La menta es una de las plantas herbales más queridas y versátiles por su aroma intenso y sus múltiples beneficios culinarios y medicinales. Sin embargo, antes de plantar la semilla, es crucial entender que la menta posee un crecimiento extremadamente agresivo debido a su sistema de raíces subterráneas o estolones, los cuales se extienden rápidamente para ocupar todo el espacio disponible. Por esta razón, la contención es la clave absoluta del éxito. Si decides sembrarla directamente en el suelo de tu jardín, debes crear una barrera física usando placas de plástico, metal o malla enterradas a una profundidad mínima de 30 centímetros alrededor del área designada para la planta. En cambio, si prefieres cultivarla en macetas, esta es la opción más recomendada para evitar que invada otras especies, ya que puedes simplemente trasplantar la maceta si notas que las raíces han perforado el sustrato o si deseas moverla a un lugar con mejor exposición solar. El sustrato ideal debe ser rico en materia orgánica, con un buen drenaje pero capaz de retener cierta humedad, ya que la menta prefiere suelos húmedos pero sin encharcamiento. Un mixto de tierra negra, humus de lombriz y perlita funciona perfectamente para garantizar el desarrollo saludable de la planta desde el inicio.

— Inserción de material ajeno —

PR #829, opened 2020-08-24
Feature/update route following lanechange

adev4a:
# PR Details
The branch adds creation of a lane change maneuver message to the route following plugin when a lane change is identified.

## Description
As identified in CAR-2785: Create High Level Design for Basic TravelDone, route following and lane change plugins are not communicating yet. This story is to design and implement the communication between route following and lane change tactical plugins to compose a lane change maneuver, and lane change request. 

When a lane change is identified a lane change maneuver messaged is push to the maneuver response vector.

## How Has This Been Tested?
A unit test was created to test the features added to the route following plugin.

The unit test uses a relation vector to identify a lane change and passes arguments to a compose_maneuver_lanechange function for creating a lane change maneuver message. The arguments of the message are then checked to see if they are accurate.
The relations vector is given two lanelet relation inputs, one without a relationType and the other specified as "Successor", using the logic from identifyLaneChange function, a "Successor" relation should call for a lane change. The test checks whether the correct vector element is being used for lane changing and then the parameters of the message composed.

## Types of changes

## Checklist:


route_following_plugin/src/route_following_plugin.cpp
```diff
@@ -109,13 +97,36 @@ namespace route_following_plugin
...
+                //calculate start distance
+                double longl_acceleration=(RouteFollowingPlugin::TWENTY_FIVE_MPH_IN_MS-speed_progress)/LANE_CHANGE_TIME_MAX;
+                double lane_change_dist=(speed_progress*LANE_CHANGE_TIME_MAX)+0.5*(longl_acceleration)*pow(LANE_CHANGE_TIME_MAX,2);
+                double start_dist=end_dist-current_progress-lane_change_dist;
+                double start_time=start_dist/speed_progress;
+                //lane following till start_distance
+                resp.new_plan.maneuvers.push_back(
+                composeManeuverMessage(current_progress, start_dist, 
+                                       speed_progress, speed_progress, 
+                                       shortest_path[last_lanelet_index].id(), ros::Time::now()));
```
kjrush, line 109: Looking at how `composeManeuverMessage` works, I think this `ros::Time::Now()` needs to update based on the end time of the previous maneuver. The parameter might be named `current_time` but it's used to set the start time of each maneuver, and currently they all start at the beginning of the maneuver plan, overlapping instead of being in sequence.

route_following_plugin/src/route_following_plugin.cpp
```diff
@@ -84,6 +84,7 @@ namespace route_following_plugin
             ROS_WARN_STREAM("Cannot find current lanelet in shortest path!");
             return true;
         }
+        ros::Time current_time=ros::Time::now();
```
kjrush, line 87: One last item, can't recall if I've mentioned this prior: I'd recommend at the start of the function checking to see if the service request has any maneuvers in it already. If it doesn't, everything here looks good. If it does, you should use the end time and distance of the last maneuver in that request as the `current_time` and `current_loc` for this planning, with the same target of 15s total plan length. Essentially just add on to the end of the plan if there's already maneuvers there.

route_following_plugin/src/route_following_plugin.cpp
```diff
@@ -84,23 +85,64 @@ namespace route_following_plugin
...
+       if(req.prior_plan.maneuvers.size()!=0){
+            current_time=req.prior_plan.planning_completion_time;
+            double dist_covered=0.0;
+            // find current progress, current_lanelet and total maneuver length
+            for(auto i=0;i<req.prior_plan.maneuvers.size();i++){
+               auto type= req.prior_plan.maneuvers[i].type;
+               cav_msgs::Maneuver maneuver_msg=req.prior_plan.maneuvers[i];
+                switch(type)
+                {
+                    case 0:
```
kjrush, line 98: I'd recommend using the enum value names rather than integer literals `cav_msgs::Maneuver::LANE_FOLLOWING` rather than `0` for readability

kjrush (changes requested):

kjrush (approved):

kjrush:
Approved, holding off on merge until further testing on integration/routing branch to not introduce instability during testing.

msmcconnell:
Closing as changes from this PR have already been applied in other PRs and this PR is therefore no longer valid.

Existen dos métodos principales para propagar la menta: mediante semillas o a través de esquejes. Aunque las semillas son una opción válida, la germinación puede ser lenta e impredecible, y la planta resultante podría no ser idéntica a la madre debido a la variabilidad genética. Por ello, los esquejes de tallo son el método preferido por la mayoría de los jardineros, ya que garantizan una clonación exacta de la variedad deseada, como la menta verde, la menta poleo o la menta morada. Para realizar un esqueje exitoso, toma una rama sana de unos 10 a 15 centímetros, elimina las hojas inferiores dejando solo dos pares en la parte superior, y sumerge el extremo cortado en agua tibia. En aproximadamente una o dos semanas, verás aparecer raíces blancas y firmes; en ese momento, trasplanta el esqueje a su maceta definitiva con el sustrato preparado anteriormente. Después del trasplante, es fundamental mantener la tierra constantemente húmeda pero no empapada, regando al menos una vez al día durante los primeros días. La menta prospera mejor con un riego regular que con periodos de sequía seguidos de inundaciones. Además, aplica un fertilizante orgánico líquido diluido cada dos semanas durante la primavera y el verano para fomentar un follaje exuberante y aromático.
En resumen, sembrar menta es un proceso sencillo y gratificante siempre y cuando se respete su naturaleza expansiva mediante el uso de contenedores adecuados. Al optar por la propagación mediante esquejes y mantener una rutina de riego constante y fertilización moderada, obtendrás una planta robusta y aromática lista para ser cosechada en pocos meses. Recuerda que la paciencia y la observación constante de las necesidades hídricas de la planta serán tus mejores herramientas para disfrutar de menta fresca durante toda la temporada.